The new core created for the Enforcer 110 (and Enforcer Pro) embodies several more clever ideas. The central core uses a relatively thin laminate of poplar, beech and balsa around a channel of foam that it sheaths in top and bottom sheets of .4mm Titanium. To compensate for the added weight of metal, the Enforcer 110 core replaces heavy glass layers with laminates of carbon fiber prepreg. The resulting structure weighs no more than the Patron, the model the Enforcer 110 replaces in the Nordica line, despite sporting two sheets of Ti the Patron lacked. Quite the coup.
As the fate of the Soul 7 HD W is inextricably linked to that of its unisex twin, the improvements made to one apply equally to the other. For 2018, this means the tip, while remaining rockered and tapered, is now integrated into the main body of the ski and makes contact with the snow closer to the widest point on the ski. The net effect is to improve edging effectiveness on those irksome occasions when hard snow is all there is to ski.

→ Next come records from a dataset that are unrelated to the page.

PR #286, opened 2016-11-16
Updated utility function _generateRowName to always return HTML format.

shinyichen:
PR required for Chaise bug https://github.com/informatics-isi-edu/chaise/issues/769
Updated utility function _generateRowName to always return HTML format.

### DIFF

Although the new Soul 7 HD looks dramatically different from earlier editions, its basic shape and character haven’t changed. While the sexy-looking tip gets all the attention in the store, the Soul 7 HD’s most distinctive feature on the snow is its springy camber pocket that unloads with an elevating pop off the bottom of every arc. This gives the ski its energetic personality that persists in all forms of powder, from Sierra sludge to Wasatch Champagne.
“Powerful GS turns,” purrs Pete from California Ski Company. “No speed limit. Felt stable at Mach ∞,” he notes admiringly. It’s not the raw speed per se, that’s so enthralling, but the ease at which the Stormrider 105 attains it and the uses it to fashion turns short enough to tuck into couloirs and long enough to ravage open bowls. “Killing it!!!,” exults the even more exuberant than usual Bob Gleason of Boot Doctors. “Surprisingly nimble ski for its waist size. The cross breeding of quickness, agility, and stability is in a class of its own.”
“Stable in all conditions,” coos a member of The Sport Loft coterie. “Carves well for a big ski; holds edge very well.” After a season on the QST 106, I not only concur with this assessment, I can expand upon it. I was so confident in the QST 106’s capabilities that I took them to the MasterFit Boot Test, where they skied all manner of chopped-up powder, from the wind-hammered moonscape of the upper mountain at Bachelor, to the stash-filled glades that were on our regular route, they delivered the sort of even-tempered support that made them such a solid reference ski.